Tomorrow is the feast of the Annunciation. We have a beautiful audio/visual meditation on The Magnificat on our spirituality site. You will find it on the lower righthand corner of the page. Make sure you have turned your sound on for the full effect.

(This prayer, also refered to as the Song of Mary, is perhaps more appropriate for the feast of the Visitation on May 31, but it is a favorite of mine, and I trot it out whenever possible.)

I forget where I first read a wonderful riff on the Annunciation suggesting that Gabriel had been traveling the world for eternity just looking for someone who would say yes, and Mary was the first person he found.

Marian feasts days tend to get people, myself included, feeling warm and fuzzy, which is why it is worth remembering that the Magnificat is about deliverance from worldly oppressors.
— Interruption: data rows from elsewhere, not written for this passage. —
PR #8996, opened 2025-09-06
Fix check for whether string is only emoji using more accurate unicode groups.

addiesh:
This breaks up the original check into two separate regexes, but the original failed on like 90% of the emoji I tried. The culprit, nine times out of ten, was either a variation selector 16 or a zwj, which (as it turns out) are used a lot!!! This should account for that. Anyway I'm not getting paid nor do I enjoy writing typescript, I'm just chronically online, so please accept my PR.
(also, thanks to xan.lol for bringing this onto my feed, I love a good nerd sniping)

### DIFF
--- a/src/alf/typography.tsx
+++ b/src/alf/typography.tsx
@@ -122,7 +122,11 @@ export function renderChildrenWithEmoji(
   })
 }
 
-const SINGLE_EMOJI_RE = /^[\p{Emoji_Presentation}\p{Extended_Pictographic}]+$/u
+const CONTAINS_EMOJI_RE = /[\p{Extended_Pictographic}]/u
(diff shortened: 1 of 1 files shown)


addiesh:
this is the code I hacked together to test it:
```js

[
    // only a V16
    ["\uFE0F", false],
    ["bwah", false],
    ["#", false],
    ["🙀", true],
    ["🏳️‍⚧️", true],
    ["🐈‍⬛", true],
    ["👍", true],
    ["👍", true],
    ["🫃🏿", true],
    ["🏴‍☠️", true],
].forEach(e => {
    console.info(`${e[0]}`);
    let ioe = isOnlyEmoji(e[0]);
    console.info(`${e[0]}: ${ioe}`);
    console.assert(ioe == e[1]);
});
```

PR #9006, opened 2025-09-08
Clean up language before suggesting it in composer

mozzius:
Some clients/bots use non-2 letter language codes. We should parse it before doing the suggestion thing

<table>
  <thead>
    <tr>
      <th>Before</th>
      <th>After</th>
    </tr>
  </thead>
  <tbody>
    <tr>
      <td></td>
      <td></td>
    </tr>
  </tbody>
</table>

### DIFF
--- a/src/view/com/composer/select-language/SuggestedLanguage.tsx
+++ b/src/view/com/composer/select-language/SuggestedLanguage.tsx
@@ -1,5 +1,6 @@
 import {useEffect, useState} from 'react'
 import {View} from 'react-native'
+import {parseLanguage} from '@atproto/api'
 import {msg, Trans} from '@lingui/macro'
 import {useLingui} from '@lingui/react'
 import lande from 'lande'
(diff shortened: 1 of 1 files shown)


src/view/com/composer/select-language/SuggestedLanguage.tsx
```diff
@@ -125,3 +127,11 @@ function guessLanguage(text: string): string | undefined {
   }
   return code3ToCode2Strict(lang)
 }
+
+function cleanUpLanguage(text: string | undefined): string | undefined {
+  if (!text) {
+    return undefined
+  }
+
+  return parseLanguage(text)?.language
```
estrattonbailey, line 136: Huh, TIL

mozzius: same lol

mozzius: atproto/api is full of wonders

Here are verses 51-53 from the New Revised Standard Version:

“He has shown strength with his arm; he has scattered the proud in the thoughts of their hearts. He has brought down the powerful from their thrones, and lifted up the lowly; he has filled the hungry with good things, and sent the rich away empty.”

This is a pugnacious prayer of vindication, and the implications for our current economic situation are, to me, unmistakable. We foster and sustain inequality, and, as a result, we live under God’s judgment. This is a sin we need to repent.

There are stables full of Christian apologists for runaway capitalism at think tanks like the Heritage Foundation and the American Enterprise Institute. I nourish the faint hope that these verses make them uncomfortable.

Update: Tobias Haller has a fine poem called “Annunciation and Response” on his site.